Next, keratinocytes of all subtypes (suprabasal, basal, spinous, proliferating, inflamed and upper layer) were pooled and included as a reference cell type with known upregulation of NFKBIZ in psoriasis. Quantification of NFKBIZ mean expression at the pseudobulk single-cell level showed increased expression in both keratinocytes and fibroblasts in LS compared with matched NL samples (Figure 4d). LS dermal fibroblasts likewise displayed significantly elevated NFKBIZ expression. Feature plots projecting NFKBIZ expression onto the UMAP embedding confirmed its specific localization within the fibroblast cluster. Importantly, this visualization highlighted a marked increase in the density of NFKBIZ-positive fibroblasts in lesional compared to non-lesional skin (Supplementary Figure S2).
3. Discussion
Despite being the skin’s second most abundant cell type, dermal fibroblasts have been understudied in psoriasis research. While essential for extracellular matrix production and skin homeostasis, their role in inflammatory skin diseases has only recently gained attention. Our findings demonstrate that dermal fibroblasts actively participate in psoriasis pathogenesis through an IκBζ-dependent inflammatory response.

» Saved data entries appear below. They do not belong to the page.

PR #552, opened 2020-07-09
Bflow filter

sshudler:
PR for merging the BabelFlow compositing (bin-swap, radixk) extract


sshudler:
Need to solve the conflicts first

PR #556, opened 2020-07-10
fix mpi import

mclarsen:


cyrush (approved):

mclarsen:
We would have caught this with an using-with-cmake-mpi example.

cyrush:
#557

PR #559, opened 2020-07-10
Task/binning fixes

SeifIbrahim:


src/ascent/runtimes/expressions/ascent_blueprint_architect.cpp
```diff
@@ -1417,32 +1396,29 @@ binning(const conduit::Node &dataset,
...
-      res_bins[i] = bins[i];
-    }
-  }
-  else if(reduction_op == "pdf")
+  if(reduction_op == "pdf")
   {
-    int n = 0;
+    double total = 0;
 #ifdef ASCENT_USE_OPENMP
 #pragma omp parallel for reduction(+ : n)
```
mclarsen: There is no `n` since the previous line `int n = 0` seems to be gone.

mclarsen: probably should be `reduction(+ : total)`

SeifIbrahim: thanks!

src/ascent/runtimes/expressions/ascent_blueprint_architect.cpp
```diff
@@ -1417,32 +1396,29 @@ binning(const conduit::Node &dataset,
...
-    int n = 0;
+    double total = 0;
 #ifdef ASCENT_USE_OPENMP
-#pragma omp parallel for reduction(+ : n)
+#pragma omp parallel for reduction(+ : total)
 #endif
     for(int i = 0; i < num_bins; ++i)
     {
-      n += bins[i];
+      total += bins[2 * i];
```
mclarsen, line 1407: if `i` is num_bins, then won't `2 * i` be out of bounds?

cyrush: i assume there was over allocation and some fancy indexing? Maybe thats not the case. 
For the future, should we use separate arrays so the semantics are more clear?

SeifIbrahim: Yes that's right, the actual size of the array is bins_size. I am trying to put multiple values in the "same bin" for things like standard deviation which require me to keep track of 3 variables in the reduction (sum X, sum X^2, and n). I do it this way so that only one MPI call is necessary.

mclarsen: A suggested alternative.

```
int num_bins = 10;
int num_components = 3;
double * bin_array = new double[num_bins * num_components];
```

Being a bit more explicit can really help with the readability and intent.

SeifIbrahim: I do this here.
```  
 // number of variables held per bin (e.g. sum and cnt for average)
  int num_bin_vars = 2;
  if(reduction_op == "var" || reduction_op == "std")
  {
    num_bin_vars = 3;
  }
  const int bins_size = num_bins * num_bin_vars;
  double *bins = new double[bins_size]();

```
Would renaming the variables help?

PR #598, opened 2020-09-05
adding ascent variables to turn-on/off 2d sampling filter

subhashis-lanl:
Adding ascent variable "use_gradient" to turn on/off 2d sampling feature


cyrush:
Closing since gradient related options aren't the VTK-h filters.
Let's revisit if that work picks up again.

PR #599, opened 2020-09-09
updating undocumented secret mfem/conduit conventions

mclarsen:


cyrush (approved):
for the nodes, thats actually a floating name. The topology should specify the exact name of which field corresponds to the grid function using `grid_function`.

https://llnl-conduit.readthedocs.io/en/latest/blueprint_mesh.html#optional-association-with-a-grid-function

In resting cells, IκBζ is barely detectable, but under inflammatory conditions, it is highly upregulated in various cell types. Consistent with previous findings in keratinocytes, we observed significant upregulation of IκBζ expression in human dermal fibroblasts following stimulation with IL-17A and IL-17F [1]. While TNF stimulation elicited a minor effect on NFKBIZ mRNA expression alone, its co-stimulation with IL-17A or IL-17F synergistically induced NFKBIZ mRNA expression. The observed upregulation, consistent with prior investigations, exhibited greater potency upon stimulation with IL-17A than IL-17F, despite their considerable structural similarity [1]. This phenomenon has been attributed to IL-17A’s heightened affinity for the IL-17RA/RC receptor complex, a characteristic that may similarly manifest in dermal fibroblasts [24]. The mechanism behind the synergistic effect remains unclear, but IL-17 cytokines may stabilize mRNA and activate shared pathways with TNF, enhancing gene expression [25]. However, investigations within dermatological and rheumatological research highlight that this synergy is highly cell-type specific and involves diverse regulatory mechanisms depending on the specific gene [26,27,28]. In line with this, our research suggests IL-17 cytokines also directly activate NFKBIZ transcription, proposing a role in transcriptional regulation in addition to mRNA stabilization.

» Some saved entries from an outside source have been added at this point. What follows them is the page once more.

PR #625, opened 2020-10-30
fix bug with graph build book keeping

cyrush:
resolves bug reported by @ax3l

where reuse of ascent leads to graph build errors due to old state hanging around.

### DIFF
--- a/src/ascent/runtimes/ascent_main_runtime.cpp
+++ b/src/ascent/runtimes/ascent_main_runtime.cpp
@@ -1392,7 +1392,12 @@ AscentRuntime::FindRenders(conduit::Node &image_params,
 void
 AscentRuntime::BuildGraph(const conduit::Node &actions)
 {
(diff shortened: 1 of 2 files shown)


src/ascent/runtimes/ascent_main_runtime.cpp
```diff
@@ -1392,7 +1392,12 @@ AscentRuntime::FindRenders(conduit::Node &image_params,
 void
 AscentRuntime::BuildGraph(const conduit::Node &actions)
 {
-  // exection will be enforced in the following order:
+  // make sure to clean helpers that we use
+  // to build the graph
+  m_connections.reset();
+  m_scene_connections.reset();
+
```
cyrush, line 1399: @mclarsen  -- are their other graph building related things we need to clear here?
These look like the only two to me, but maybe you can give it a quick look?

cyrush:
merging to build next container iteration from devleop

PR #631, opened 2020-11-05
improve bp index gen in relay extract 

cyrush:


cyrush:
@mclarsen can you give this a check?

PR #637, opened 2020-11-06
fix some things, add an about util

cyrush:


cyrush:
@mclarsen fingers crossed, this should have the right defense against the ENABLE_TEST issue in CI

cyrush:
ci is healty again

PR #1150, opened 2023-05-30
 vtkh stats to vtkm stats

nicolemarsaglia:
Update VTKh stats to use VTKm stats filter rather than worklets 

Relies on VTKm post 2.0 release


cyrush:
@nicolemarsaglia  should we be able to get this in once we have VTK-m 2.1?

nicolemarsaglia:
@cyrush yes we should!

cyrush (approved):

PR #1154, opened 2023-06-05
Use Cray compiler wrappers in manual Polaris builds

siramok:
Improves upon #1148, the Cray compiler wrappers are now used to build on Polaris instead of using gcc, g++, and gfortran directly. It turns out that the ALCF documentation I originally referenced for how to swap from NVHPC to GCC was not correct.

Just one caveat here: compiling RAJA with the updated script runs into [this error](https://github.com/LLNL/RAJA/issues/1464#issue-1642591604). The fix is to set `-D RAJA_ENABLE_VECTORIZATION=OFF` when building RAJA, which defaults to `ON`.

There are several ways to get around this, and I wasn't sure what the preferred way would be. I settled on making it an option that leaves the default alone, but lets me disable it for Polaris builds specifically. Would appreciate your thoughts, I'm happy to change it however you think is best.


cyrush (approved):

cyrush:
Looks good, let me know if there any more changes needed, if not I will merge.

siramok:
Cool! In that case, it doesn't need any more changes. Thanks!

cyrush:
great -- merged -- thanks for confirming,

PR #1167, opened 2023-07-07
exprs refactor and reorg part 1

cyrush:


cyrush:
Provides renames for both class names and filter graph names for most expression filters.
Reorg of implementation order with better logical grouping of functionality.

cyrush:
@nicolemarsaglia FYI: Reorg with name changes, etc. 

Post this PR I will make more extensive additions.

src/libs/ascent/runtimes/ascent_expression_eval.cpp
```diff
@@ -879,27 +961,57 @@ initialize_functions()
...
 
   //---------------------------------------------------------------------------
-
+  // topo()
+  //---------------------------------------------------------------------------
   conduit::Node &topo_sig = (*functions)["topo"].append();
-  topo_sig["return_type"] = "topo";
-  topo_sig["filter_name"] = "topo";
+  topo_sig["return_type"] = "topology";
+  topo_sig["filter_name"] = "expr_mesh_topology";
```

This study shows that the induction of NFKBIZ mRNA expression by IL-17 cytokines and/or TNF is regulated through NF-κB signaling pathways, with the ERK1/2 and JNK1/2 pathways specifically involved in TNF-induced NFKBIZ mRNA expression. These findings are close to our previous observations in keratinocytes [29,30]. Interestingly, inhibition of the p38 MAPK pathway resulted in an upregulation of NFKBIZ mRNA levels for all conditions, but only significantly during IL-17A stimulation alone. The pathway appears to negatively regulate NFKBIZ induction by IL-17 cytokines and TNF, in contrast to keratinocytes, where p38 promotes NFKBIZ expression, suggesting cell type-specific regulatory differences [18,29,30].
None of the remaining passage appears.